Comparative analysis of the tissue distribution of three fibroblast growth factor receptor mRNAs during amphibian morphogenesis.

We have used in situ hybridization to survey the expression pattern of three fibroblast growth factor receptor (FGFR) mRNAs (PFR-1, PFR-3 and PFR-4, which we previously identified as the amphibian Pleurodeles waltl homologs of human FGFR-1, FGFR-3 and FGFR-4, respectively) during morphogenesis. Previous work suggests that these FGFR mRNAs exhibit a distinct pattern of expression at early developmental stages. In the present study we have tested the functional activity of these receptors and shown that both FGF-1 (acidic FGF) and FGF-2 (basic FGF), but not FGF-7 (keratinocyte growth factor), can lead to their activation, suggesting that the three cDNAs encode functional receptors. Results from in situ hybridization indicate that various FGFRs are involved in various developmental events. Their involvement in these processes is both overlapping and distinct.

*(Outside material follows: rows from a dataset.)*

PR #1952, opened 2020-06-21
Replace .npmignore with files field

TrySound:
Allowlist can prevent from publishing useless files like here

https://unpkg.com/browse/react-frame-component@4.1.2/

See "tags"


iRyusa:
👍  thanks for that

PR #1958, opened 2020-06-28
fix conditional comment for meta tag in skeleton

cheapsteak:
`<!--[if !mso]><!-- -->` will be parsed as a comment with a text content of `[if !mso]><!-- `

This PR changes the conditional comment in the skeleton to matches the other instances of conditional outlook tags in conditionalTag.js 

https://github.com/mjmlio/mjml/blob/604a9f2d2c19a224590814615fda8666fe1fd4e4/packages/mjml-core/src/helpers/conditionalTag.js#L4-L5

### DIFF
--- a/packages/mjml-core/src/helpers/skeleton.js
+++ b/packages/mjml-core/src/helpers/skeleton.js
@@ -30,7 +30,7 @@ export default function skeleton(options) {
         <title>
           ${title}
         </title>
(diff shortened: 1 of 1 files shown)


iRyusa:
@kmcb777 can you test this one ? This seems like a small patch and might fix post process from some ESP

kmcb777:
It doesn't seem to cause any problems 👍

During the differentiation of the central nervous system (CNS), PFR-1 and PFR-4 mRNAs show high levels of redundant expression, while the sites of expression of PFR-3 mRNA correlate with regions, such as the diencephalon and the rhombencephalon, undergoing important anatomic changes. The three FGFR mRNAs are distinctly expressed in the cranial ganglia, the pigmented epithelia of retina and the otic vesicles. Most significantly, we found that they are strongly expressed at cranial and branchial mesenchymal condensation sites. PFR-3 mRNA is expressed earlier in this process than PFR-1 and PFR-4 mRNAs. Furthermore PFR-3 mRNA is detected in the mesenchyme of the limb bud, while PFR-1 and PFR-4 mRNAs are found in the primordia of the skeletal elements. In addition, PFR-1 mRNA is expressed in axial mesenchyme and PFR-4 mRNA is detected in the melanophores, xanthophores and in the pronephros. These results suggest that various FGFRs may be involved in distinct developmental events including cell proliferation and differentiation. We also discuss the functional redundancy of the FGFR system during amphibian morphogenesis.